Don Hucks has a crush on game theory—despite the fact that it won’t return his calls and hardly seems to notice that he’s alive. He hopes game theory will read this piece and that it will be moved to send him a kind email
and/or look him up on Facebook.
On April Fools Day my next door neighbor put grease on my doorknob.
I waited patiently a whole year and then I burned his house down. You should have seen the look on his face when he came home.
A year later he repaid me by slipping a ripe trout into my morning newspaper.
Again I waited, and when April first came around, I got up in the middle of the night and took the tunnel over to his place. (I always think ahead, and when the neighbor’s new house was under construction, I tricked the builder into connecting our basements by a secret underground passageway.) I climbed up through the trap door under the dumbwaiter and tiptoed upstairs and crept into his bedroom. (I had, of course, obtained a copy of the floor plan and committed it to memory.) After setting up the isoflurane apparatus, and testing the depth of anesthesia by pinching his toes, I sawed off his right arm at the elbow. I would love to have been there when he woke up. I like to imagine him reaching for the alarm clock and coming up a foot-and-a-half short. But, of course, I had to smuggle out the surgical kit and bury the arm in my garden before sun-up.

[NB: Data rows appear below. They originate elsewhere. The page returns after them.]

PR #7509, opened 2022-08-08
new console design cleanup

souporserious:
First cleanup pass for the new console that moves the checkboxes to a new shared `Checkbox` component and styles the console layout similar to the recent updates we did for the old console. In a follow-up pass I'll work on moving the rewind/fast-forward button into a shared component.

closes FE-520

## Design System Beginnings

This PR also starts a simple design system under `packages/design` starting with `Checkbox` and `Badge` components. This is where we can continue to push new components and move over old components. I'll work on getting a README and simple docs setup for this in a follow-up PR.


markerikson:
Toss in a couple before/after screenshots?

souporserious:
@markerikson my bad, I should have marked as draft, getting Earthly working locally so I should have a screenshot diff here soon!

packages/bvaughn-architecture-demo/components/console/filters/EventType.tsx
```diff
@@ -3,6 +3,8 @@ import { ConsoleFiltersContext } from "@bvaughn/src/contexts/ConsoleFiltersConte
 import { Event } from "@bvaughn/src/suspense/EventsCache";
 import { useContext } from "react";
 
+import Checkbox from "../../../../../src/ui/components/shared/Forms/Checkbox";
```
souporserious, line 6: I was struggling getting alias paths working, but I need to move the `Checkbox` component up into the `packages` directory anyways which should clean this up.

src/ui/components/shared/Forms/Checkbox.tsx
```diff
@@ -4,12 +4,14 @@ import React from "react";
...
   id,
   checked,
+  disabled,
   onChange,
   className,
 }: React.HTMLProps<HTMLInputElement>) {
   return (
     <input
       type="checkbox"
+      disabled={disabled}
```
bvaughn, line 14: Btw I don't think this component is used in the new code at all. The change seems fine though, so long as it was intentional.

packages/bvaughn-architecture-demo/components/console/ConsoleRoot.tsx
```diff
@@ -67,23 +71,27 @@ export default function ConsoleRoot({
...
-                </Offscreen>
-                <div className={styles.MessageColumn}>
-                  <ErrorBoundary>
-                    <Suspense fallback={<Loader />}>
-                      <MessagesList ref={messageListRef} />
-                    </Suspense>
-                  </ErrorBoundary>
 
-                  {terminalInput}
+              <FilterText />
```
bvaughn, line 75: This change looks like it might be a regression? The `DeleteTerminalExpressionButton` should be far-right aligned.

packages/bvaughn-architecture-demo/components/console/filters/FilterToggles.module.css
```diff
@@ -29,7 +29,9 @@
 
 .Checkbox {
   margin: 0;
-  margin-right: 0.5ch;
+  margin-right: 0.3rem;
```
bvaughn, line 32: Can we keep our grid in increments of 0.25 (or 0.125 in a pinch)?

packages/bvaughn-architecture-demo/components/console/filters/FilterToggles.tsx
```diff
@@ -5,6 +5,7 @@ import { getMessages } from "@bvaughn/src/suspense/MessagesCache";
 import camelCase from "lodash/camelCase";
 import React, { Suspense, useContext, useMemo } from "react";
 import { ReplayClientContext } from "shared/client/ReplayClientContext";
+import Checkbox from "../../../../../src/ui/components/shared/Forms/Checkbox";
```
bvaughn, line 8: This won't work. Surprised it didn't fail to compile.

packages/bvaughn-architecture-demo/components/console/filters/FilterToggles.tsx
```diff
@@ -114,12 +115,11 @@ function Toggle({
   const id = `FilterToggle-${camelCase(label)}`;
   return (
     <div className={styles.Filter}>
-      <input
-        className={styles.Checkbox}
+      <Checkbox
+        className="mr-1"
```
bvaughn, line 119: Let's not use any global class names.

bvaughn (changes requested):

src/ui/components/shared/Forms/Checkbox.tsx
souporserious: Yeah, this was the old `Checkbox` I was trying to import. I moved things to a new one, but will leave this since it doesn't harm anything.

packages/bvaughn-architecture-demo/components/console/filters/FilterToggles.module.css
souporserious: Yeah, for sure! Updated things to use local styles that use these increments.

packages/bvaughn-architecture-demo/components/console/filters/FilterToggles.tsx
souporserious: So I added a new Checkbox component under `packages/components`, but it's failing because NextJS can't handle importing CSS outside of the directory: 

image

Wondering if I should move it under your package for now and then we can share later?

packages/bvaughn-architecture-demo/components/console/filters/EventType.tsx
```diff
@@ -3,7 +3,7 @@ import { ConsoleFiltersContext } from "@bvaughn/src/contexts/ConsoleFiltersConte
 import { Event } from "@bvaughn/src/suspense/EventsCache";
 import { useContext } from "react";
 
-import Checkbox from "../../../../../src/ui/components/shared/Forms/Checkbox";
+import { Checkbox } from "../../../../components";
```
bvaughn: This import still won't work because it's importing from _outside of the `packages/bvaughn-architecture-demo` directory.

packages/bvaughn-architecture-demo/components/console/filters/FilterToggles.tsx
```diff
@@ -5,7 +5,7 @@ import { getMessages } from "@bvaughn/src/suspense/MessagesCache";
 import camelCase from "lodash/camelCase";
 import React, { Suspense, useContext, useMemo } from "react";
 import { ReplayClientContext } from "shared/client/ReplayClientContext";
-import Checkbox from "../../../../../src/ui/components/shared/Forms/Checkbox";
+import { Checkbox } from "../../../../components";
```
bvaughn: Likewise.

packages/bvaughn-architecture-demo/components/console/filters/EventType.tsx
bvaughn: Just to be clear: the only package that `packages/bvaughn-architecture-demo` can import from (other than itself) is `packages/shared`.

packages/bvaughn-architecture-demo/components/console/ConsoleRoot.tsx
souporserious: Using CSS Grid to place things 😁, but please let me know if that broke something! I think it should all be good from what I tested.

bvaughn: Ah, I see. Okay!

packages/bvaughn-architecture-demo/components/Icon.tsx
```diff
@@ -62,7 +62,7 @@ export default function Icon({
...
...C4.38711 4.97773 3.95592 5.41148 3.65306 5.97613C3.35021 6.54078 3.19878 7.21322 3.19878 7.99346V14.0917C3.19878 14.8719 3.35277 15.5443 3.66076 16.109C3.97389 16.6736 4.40251 17.1074 4.94662 17.4102C5.49587 17.7131 6.12725 17.8645 6.84076 17.8645H7.05635V20.0821C7.05635 20.3592 7.12821 20.58 7.27194 20.7442C7.4208 20.9085 7.621 20.9906 7.87252 20.9906ZM8.03422 11.0426C8.03422 10.7756 8.11891 10.5575 8.28831 10.3881C8.46284 10.2136 8.67843 10.1263 8.93509 10.1263H10.9062V8.15516C10.9062 7.8985 10.9909 7.68547 11.1603 7.51608C11.3297 7.34155 11.5453 7.25429 11.8071 7.25429C12.0689 7.25429 12.2845 7.34155 12.4539 7.51608C12.6284 7.68547 12.7157 7.8985 12.7157 8.15516V10.1263H14.6945C14.9512 10.1263 15.1642 10.2136 15.3336 10.3881C15.503 10.5575 15.5877 10.7756 15.5877 11.0426C15.5877 11.2992 15.503 11.5148 15.3336 11.6893C15.1642 11.8587 14.9512 11.9434 14.6945 11.9434H12.7157V13.9146C12.7157 14.1712 12.6284 14.3842 12.4539 14.5536C12.2845 14.723 12.0689 14.8077 11.8071 14.8077C11.5453 14.8077 11.3297 14.723 11.1603 14.5536C10.9909 14.3842 10.9062 14.1712 10.9062 13.9146V11.9434H8.93509C8.67843 11.9434 8.46284 11.8587 8.28831 11.6893C8.11891 11.5148 8.03422 11.2992 8.03422 11.0426Z";
```
bvaughn, line 65: Ooo, I'm curious where this SVG came from. It doesn't look like it quite fits the 24x24 view box as tightly as the others:
Screen Shot 2022-08-10 at 10 34 22 AM

packages/bvaughn-architecture-demo/components/console/ConsoleRoot.tsx
```diff
@@ -42,8 +42,12 @@ export default function ConsoleRoot({
             messageListRef={messageListRef}
             showSearchInputByDefault={showSearchInputByDefault}
           >
-            <div className={styles.ConsoleRoot} data-test-id="ConsoleRoot">
-              <div className={styles.TopRow}>
+            <div
+              className={styles.ConsoleRoot}
+              data-menu-open={isMenuOpen}
```
bvaughn, line 47: I'm curious why you used a data attribute here rather than a different `className`? It's not a big deal, but the latter would be more consistent with how the other styles work in the package.

packages/bvaughn-architecture-demo/components/console/MessageHoverButton.tsx
```diff
@@ -72,7 +72,10 @@ export default function MessageHoverButton({
           ref={ref}
         >
           <Icon className={styles.AddCommentButtonIcon} type="comment" />
-          <span className={isHovered ? styles.LabelHovered : styles.Label}> Add comment </span>
+          <span className={isHovered ? styles.LabelHovered : styles.Label}>
+            {" "}
+            Add comment &nbsp;
```
bvaughn, line 77: This feels a little hacky. Why two spaces on the right side?

Screen Shot 2022-08-10 at 10 50 35 AM

If you're aiming to horizontally balance the padding on the right side with the icon on the left, can we just use `padding-right`?

packages/bvaughn-architecture-demo/components/console/filters/FilterToggles.tsx
```diff
@@ -119,17 +121,14 @@ function Toggle({
   const id = `FilterToggle-${camelCase(label)}`;
   return (
     <div className={styles.Filter}>
-      <input
-        className={styles.Checkbox}
+      <Checkbox
+        data-test-id={id}
+        label={label}
+        secondaryLabel={count !== null && count > 0 && count}
```
bvaughn, line 127: A `secondaryLabel` attribute feels very not-checkbox-like.

I think we should make the `label` prop accept a `ReactNode` (which includes strings) and then if we want to have a string + badge, that can just be passed in as the `label`.

packages/design/Checkbox.tsx
```diff
@@ -0,0 +1,41 @@
...
+  };
+
+  return label ? (
+    <label className={classNames(styles.Label, className)} {...props}>
+      <input {...checkboxProps} className={styles.Input} />
+      <span>{label}</span>
+      {secondaryLabel ? <Badge label={secondaryLabel} /> : null}
+    </label>
+  ) : (
+    <input {...checkboxProps} {...props} className={classNames(styles.Input, className)} />
```
bvaughn, line 39: IIR, the reason I was using the `htmlFor` attribute was that the text didn't truncate with "..." nicely if the input and display text were both inside of a `<label>`. I assume you've got that sorted out though so cool 😄

packages/bvaughn-architecture-demo/pages/variables.css
```diff
@@ -102,6 +107,11 @@
   --color-secondary-button: #ffffff;
   --color-warning: #6c5914;
 
+  --color-primary-background: #ffffff;
```
bvaughn, line 110: nit
```suggestion
  --color-primary-background: var(--background-color-contrast-1);
```

packages/bvaughn-architecture-demo/components/console/MessageHoverButton.module.css
```diff
@@ -29,6 +31,7 @@
 .ConsoleMessageHoverButtonIcon {
   width: 1.25rem;
   height: 1.25rem;
+  padding: 0.0625rem;
```
bvaughn, line 34: This looks sketchy.

packages/bvaughn-architecture-demo/components/console/MessageHoverButton.module.css
```diff
@@ -1,11 +1,13 @@
 .AddCommentButton,
 .ConsoleMessageHoverButton {
+  font-family: "Inter", sans-serif;
+  font-weight: 600;
```
bvaughn, line 4: Ooo, hmm. Can we avoid using one-off `font-family` and `font-weigh` styles like this? Seems like we should have _one_ uniform font for components (well one for mono and one for not-mono).

packages/bvaughn-architecture-demo/components/console/MessageHoverButton.module.css
```diff
@@ -1,11 +1,13 @@
...
   padding: 0 0.125rem;
   position: absolute;
   left: 0.25rem;
   top: 0.25rem;
   height: 1.5rem;
-  border-radius: 0.25rem;
+  border-radius: 3rem;
```
bvaughn, line 10: I'm not a fan of this change. I think the button looked significantly better before.

### Before
image

### After
image

The new layout feels cramped and vertical alignment looks a bit off. (To be fair it looks a bit misaligned in both of them, but it feels less noticeable in the less cramped before style.)

packages/design/Checkbox.tsx
bvaughn: Actually this looks like a regression.
Kapture 2022-08-10 at 10 53 32

packages/bvaughn-architecture-demo/components/Icon.tsx
souporserious: This is our current add comment icon. I tightened it up a little bit on the bounds, but I'll be going through all of our icons after this ships so it will be changing here soon. I want to normalize all of our icons in design and dev and get things down to one component and system.

packages/bvaughn-architecture-demo/components/console/ConsoleRoot.tsx
souporserious: Mostly because it felt awkward to use BEM style syntax in CSS modules, but moved it to a simple class name so things are consistent 😎

packages/bvaughn-architecture-demo/components/console/MessageHoverButton.tsx
souporserious: Yeah, this was weird, I was having trouble getting padding to work yesterday, but got things fixed up.

packages/bvaughn-architecture-demo/components/Icon.tsx
```diff
@@ -62,7 +62,7 @@ export default function Icon({
...
...47359 3 4.68875 3.18357 4.03223 3.55071C3.38168 3.91173 2.88033 4.42879 2.5282 5.10188C2.17607 5.77497 2 6.57656 2 7.50665V14.776C2 15.7061 2.17905 16.5077 2.53715 17.1808C2.90122 17.8539 3.39958 18.371 4.03223 18.732C4.67084 19.093 5.40495 19.2735 6.23456 19.2735H6.48523V21.9169C6.48523 22.2474 6.56879 22.5105 6.7359 22.7063C6.90898 22.9021 7.14175 23 7.4342 23ZM7.6222 11.1413C7.6222 10.8232 7.72068 10.5631 7.91764 10.3612C8.12056 10.1531 8.37123 10.0491 8.66965 10.0491H10.9615V7.6994C10.9615 7.39345 11.06 7.13951 11.2569 6.93759C11.4539 6.72954 11.7046 6.62552 12.009 6.62552C12.3133 6.62552 12.564 6.72954 12.761 6.93759C12.9639 7.13951 13.0654 7.39345 13.0654 7.6994V10.0491H15.3662C15.6646 10.0491 15.9123 10.1531 16.1092 10.3612C16.3062 10.5631 16.4047 10.8232 16.4047 11.1413C16.4047 11.4473 16.3062 11.7043 16.1092 11.9123C15.9123 12.1143 15.6646 12.2152 15.3662 12.2152H13.0654V14.5649C13.0654 14.8709 12.9639 15.1248 12.761 15.3268C12.564 15.5287 12.3133 15.6296 12.009 15.6296C11.7046 15.6296 11.4539 15.5287 11.2569 15.3268C11.06 15.1248 10.9615 14.8709 10.9615 14.5649V12.2152H8.66965C8.37123 12.2152 8.12056 12.1143 7.91764 11.9123C7.72068 11.7043 7.6222 11.4473 7.6222 11.1413Z";
```
bvaughn, line 65: Thanks! I think this is a better fit, although there's still a bit of vertical misalignment:
Screen Shot 2022-08-10 at 1 39 02 PM

Mostly mentioning as an FYI.

packages/bvaughn-architecture-demo/components/console/filters/FilterToggles.tsx
souporserious: Can you expand more on why it doesn't feel checkbox-like?

The `label` prop currently accepts a `ReactNode`. This takes care of some the styling concerns around placing the secondary child. As always in API design I struggled a little with a name here. We could potentially use `addon` and `element` nomenclature similar to [ChakraUI](https://chakra-ui.com/docs/components/input/usage#left-and-right-addons) and other libraries like Bootstrap.

I'd like to tackle this in a follow-up though so it doesn't block anything if that's cool 😇

packages/bvaughn-architecture-demo/components/console/MessageHoverButton.module.css
bvaughn: Not sure if you missed this comment but this still seems like a regression to me.

packages/bvaughn-architecture-demo/components/Icon.tsx
bvaughn: Sure, sure. No problem with the shape of the icon at all. My concern was that it doesn't "fit" the view box very well, which means it's going to look odd (smaller) relative to the other icons

packages/design/Checkbox.tsx
souporserious: Oops, yeah I'll get this working again! The span should be able to handle that.

packages/bvaughn-architecture-demo/components/console/MessageHoverButton.module.css
souporserious: Half of 0.125 😄 I'll work on getting a spacing scale in so these values are at least tied to a system. We'll need these smaller values though since we're dealing a with pretty condensed UI.

packages/bvaughn-architecture-demo/pages/variables.css
souporserious: 👍 I'll be in here soon for more cleanup. I want to do a full pass on colors and get things sorted, probably after icon cleanup.

packages/bvaughn-architecture-demo/components/console/filters/FilterToggles.tsx
bvaughn: Conceptually, checkboxes have attributes like: label, checked, change, disabled, etc.

The idea of "secondary label" is a thing that doesn't really have anything to do with a checkbox.

Just to be clear, all I'm asking is that we change:
```js
type CheckboxProps = {
  label: ReactNode;
  // ...
}
```

And then you can use it like:
```js
<Checkbox
  data-test-id={id}
  label={
    <>
      {label}
      {count !== null && <span className="...">{count}</span> > 0 && count}
  </>
  }
```

And we don't _leak_ in any non-standard concepts like "secondary label".

packages/bvaughn-architecture-demo/components/console/MessageHoverButton.module.css
souporserious: Yeah, more design systems work 😅 would like to tackle this in a follow-up if that's ok.

packages/bvaughn-architecture-demo/components/console/MessageHoverButton.module.css
souporserious: Just pushed up a revision of this that's a middle ground and matches what we currently do. I'd like the design to be as similar as possible to our current aesthetic for now and we can follow-up and make tweaks afterwards.

packages/bvaughn-architecture-demo/components/console/MessageHoverButton.module.css
bvaughn: Can we just remove the font change for now then until we're ready to tackle the large font design stuff?

I know I'm being picky but I'd rather not leak one-off font families into the new CSS.

packages/bvaughn-architecture-demo/components/Icon.tsx
souporserious: Ah geeze lol fixed! 😊

bvaughn: Thanks 😆

packages/bvaughn-architecture-demo/components/console/filters/FilterToggles.tsx
souporserious: Yeah, totally get the name can be confusing. I renamed `secondaryLabel` to `addon` for now, we could use `children`, but that feels a little weird to me. Going the `label` prop as the only route won't work, or at least will require managing layout each time which is what the `addon` prop handles.

bvaughn: > Going the `label` prop as the only route won't work, or at least will require managing layout each time which is what the `addon` prop handles.

Could you explain?

My concern is that _the concept_ "primary" and "secondary" labels is _specific_ to the Console filters. It's not something a generic checkbox component should concern itself with.

To me, the main question is: What would you expect to happen if you clicked on the count (the "secondary label"?)
* If you'd expect nothing, then it shouldn't be passed to the checkbox at all.
* If you'd expect the checkbox to be toggled, then it should just be part of the "label".

Making the `label` prop a `ReactNode` (or using `children` – same thing really) leaves the flexibility of how to style the custom stuff (like the category counts) to the caller, and hopefully prevents us from adding more one-off props in the future.

In this case, it also gives us the flexibility to decide that the label count should truncate (with "...") but the count shouldn't. I think that's also kind of context specific.

packages/bvaughn-architecture-demo/components/console/MessageHoverButton.module.css
souporserious: No worries! I set to a sans-serif for now so it is at least closer to our other buttons and not monospace, but we can clean this up and do a proper pass on fonts.

bvaughn (approved):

A year later the bastard seeded my flowerbeds with stinkweed. I didn’t even know it until the stuff started sprouting in May.
So when it was my turn again, I introduced him to a slutty vampire I met at a Halloween party. She took him for drinks and to catch a band she wanted to see. The band wasn’t very good, but the bass player was an on-again-off-again fuck-buddy of hers. At four in the morning she rang my doorbell about twenty times, and of course she was drunk off her ass, but she had what she’d promised: the son-of-a-bitch’s soul in a Mason jar. I put it on the mantle, opposite my stack of second edition Millers, on the end closest to the window—where I knew, in a couple of hours, the morning sun would bring out its iridescence magnificently.
I sat on the couch and the slutty vampire sat beside me. “It really completes the room,” she said. “What did you have in that spot before?”
I was still admiring the decor and didn’t even see her lean in. I felt her breath, hot on my neck. And her lips, soft and moist, just over my carotid. And then a little tongue but, to my tremendous relief, no tooth. We fooled around on the couch for a while and then she left.
The following year he left me alone.
And the year after that.
This year I took his soul down off the mantle and carried it next door. I knocked, and when he opened, I held out the jar. I told him he could have it back, that I didn’t want it anymore.
He said it wasn’t a good time but I could come back tomorrow if I liked. “It’s elimination night on Idol.... That English guy’s such a douche.” He grinned and nose-laughed a couple of puffs. “Bloody atrocious,” he barked in a vaguely northern accent and closed the door.
I took his soul back home and poured it down the kitchen sink. It smelled like almonds. I turned on the hot water full blast and squirted some dish soap at the drain, and I turned on the disposal and let it run until the comforting scent of artificial lemon was the only thing I could smell.